_ASSIGNED TASK_
Exactly the lines starting at the line containing "And is there" and ending at the line containing "### LINKED ISSUE #36: Check" are to be written out from the listing below, both included.

_MATERIAL TO PROCESS_
◇ ◇ ◇ ◇ ◇

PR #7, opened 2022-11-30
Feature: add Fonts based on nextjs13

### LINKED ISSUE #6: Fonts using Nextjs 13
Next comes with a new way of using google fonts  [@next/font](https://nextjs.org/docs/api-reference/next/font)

◇ ◇ ◇ ◇ ◇

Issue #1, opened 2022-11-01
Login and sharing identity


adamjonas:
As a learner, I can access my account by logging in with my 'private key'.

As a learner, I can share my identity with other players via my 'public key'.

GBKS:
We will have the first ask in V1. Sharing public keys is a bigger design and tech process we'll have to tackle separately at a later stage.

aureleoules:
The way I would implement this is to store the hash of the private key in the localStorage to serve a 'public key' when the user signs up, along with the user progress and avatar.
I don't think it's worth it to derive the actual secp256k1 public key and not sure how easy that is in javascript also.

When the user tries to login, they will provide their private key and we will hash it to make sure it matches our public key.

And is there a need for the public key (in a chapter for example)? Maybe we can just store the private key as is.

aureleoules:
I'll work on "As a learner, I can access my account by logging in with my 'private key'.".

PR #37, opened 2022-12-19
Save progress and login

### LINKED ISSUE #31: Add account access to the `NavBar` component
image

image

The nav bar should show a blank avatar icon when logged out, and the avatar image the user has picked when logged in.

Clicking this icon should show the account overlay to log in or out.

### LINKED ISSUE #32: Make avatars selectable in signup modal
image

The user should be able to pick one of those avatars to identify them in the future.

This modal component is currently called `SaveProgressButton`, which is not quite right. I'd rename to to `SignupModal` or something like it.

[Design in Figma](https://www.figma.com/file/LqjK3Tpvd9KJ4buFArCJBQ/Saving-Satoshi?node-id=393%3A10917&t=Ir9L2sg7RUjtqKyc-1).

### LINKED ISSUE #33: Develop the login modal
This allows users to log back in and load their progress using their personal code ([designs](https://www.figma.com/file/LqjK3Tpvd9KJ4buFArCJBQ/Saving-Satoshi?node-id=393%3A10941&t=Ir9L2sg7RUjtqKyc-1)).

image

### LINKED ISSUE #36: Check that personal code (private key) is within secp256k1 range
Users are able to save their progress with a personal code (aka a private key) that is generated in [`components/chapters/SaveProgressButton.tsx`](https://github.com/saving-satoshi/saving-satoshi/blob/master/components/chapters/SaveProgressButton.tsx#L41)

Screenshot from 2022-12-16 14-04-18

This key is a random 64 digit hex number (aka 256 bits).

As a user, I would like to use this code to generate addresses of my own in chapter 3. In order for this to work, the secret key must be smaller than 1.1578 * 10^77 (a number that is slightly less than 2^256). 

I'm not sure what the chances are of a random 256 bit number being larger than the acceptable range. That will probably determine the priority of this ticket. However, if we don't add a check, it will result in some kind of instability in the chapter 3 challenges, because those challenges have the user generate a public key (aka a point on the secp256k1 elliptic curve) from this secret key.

◇ ◇ ◇ ◇ ◇

_ANSWER TO THIS PROBLEM_
And is there a need for the public key (in a chapter for example)? Maybe we can just store the private key as is.

aureleoules:
I'll work on "As a learner, I can access my account by logging in with my 'private key'.".

PR #37, opened 2022-12-19
Save progress and login

### LINKED ISSUE #31: Add account access to the `NavBar` component
image

image

The nav bar should show a blank avatar icon when logged out, and the avatar image the user has picked when logged in.

Clicking this icon should show the account overlay to log in or out.

### LINKED ISSUE #32: Make avatars selectable in signup modal
image

The user should be able to pick one of those avatars to identify them in the future.

This modal component is currently called `SaveProgressButton`, which is not quite right. I'd rename to to `SignupModal` or something like it.

[Design in Figma](https://www.figma.com/file/LqjK3Tpvd9KJ4buFArCJBQ/Saving-Satoshi?node-id=393%3A10917&t=Ir9L2sg7RUjtqKyc-1).

### LINKED ISSUE #33: Develop the login modal
This allows users to log back in and load their progress using their personal code ([designs](https://www.figma.com/file/LqjK3Tpvd9KJ4buFArCJBQ/Saving-Satoshi?node-id=393%3A10941&t=Ir9L2sg7RUjtqKyc-1)).

image

### LINKED ISSUE #36: Check that personal code (private key) is within secp256k1 range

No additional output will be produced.